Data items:
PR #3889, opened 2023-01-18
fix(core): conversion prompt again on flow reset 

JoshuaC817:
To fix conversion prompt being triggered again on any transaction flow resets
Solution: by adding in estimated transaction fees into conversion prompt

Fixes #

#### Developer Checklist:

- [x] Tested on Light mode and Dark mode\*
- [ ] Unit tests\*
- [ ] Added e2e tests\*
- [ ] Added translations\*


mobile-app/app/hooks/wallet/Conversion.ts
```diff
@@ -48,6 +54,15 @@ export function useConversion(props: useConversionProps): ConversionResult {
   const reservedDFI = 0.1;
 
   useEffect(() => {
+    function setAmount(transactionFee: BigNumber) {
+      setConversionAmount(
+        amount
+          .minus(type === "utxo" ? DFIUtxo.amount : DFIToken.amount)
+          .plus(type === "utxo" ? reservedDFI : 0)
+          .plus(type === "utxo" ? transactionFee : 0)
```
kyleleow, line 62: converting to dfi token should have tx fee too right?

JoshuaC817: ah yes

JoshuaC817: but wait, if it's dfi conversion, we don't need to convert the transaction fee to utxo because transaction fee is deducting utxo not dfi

==

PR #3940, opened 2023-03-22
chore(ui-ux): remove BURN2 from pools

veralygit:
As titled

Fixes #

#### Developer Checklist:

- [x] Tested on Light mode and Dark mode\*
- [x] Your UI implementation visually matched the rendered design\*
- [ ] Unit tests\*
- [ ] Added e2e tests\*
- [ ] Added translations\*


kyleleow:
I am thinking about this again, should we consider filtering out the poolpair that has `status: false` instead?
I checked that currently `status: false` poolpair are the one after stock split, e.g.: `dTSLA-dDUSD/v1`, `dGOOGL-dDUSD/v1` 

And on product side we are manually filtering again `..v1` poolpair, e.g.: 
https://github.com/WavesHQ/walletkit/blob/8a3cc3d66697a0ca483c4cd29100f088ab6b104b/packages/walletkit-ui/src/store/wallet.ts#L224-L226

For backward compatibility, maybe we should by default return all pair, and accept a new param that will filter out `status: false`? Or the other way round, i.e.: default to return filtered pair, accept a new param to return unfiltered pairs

WHAT IS REQUIRED:
Word for word, restate the lines of the data above that fall between the line holding "PR #3889, opened 2023-01-18" and the line holding "JoshuaC817: ah yes", inclusive, and no other lines.

YOUR SOLUTION:
PR #3889, opened 2023-01-18
fix(core): conversion prompt again on flow reset 

JoshuaC817:
To fix conversion prompt being triggered again on any transaction flow resets
Solution: by adding in estimated transaction fees into conversion prompt

Fixes #

#### Developer Checklist:

- [x] Tested on Light mode and Dark mode\*
- [ ] Unit tests\*
- [ ] Added e2e tests\*
- [ ] Added translations\*


mobile-app/app/hooks/wallet/Conversion.ts
```diff
@@ -48,6 +54,15 @@ export function useConversion(props: useConversionProps): ConversionResult {
   const reservedDFI = 0.1;
 
   useEffect(() => {
+    function setAmount(transactionFee: BigNumber) {
+      setConversionAmount(
+        amount
+          .minus(type === "utxo" ? DFIUtxo.amount : DFIToken.amount)
+          .plus(type === "utxo" ? reservedDFI : 0)
+          .plus(type === "utxo" ? transactionFee : 0)
```
kyleleow, line 62: converting to dfi token should have tx fee too right?

JoshuaC817: ah yes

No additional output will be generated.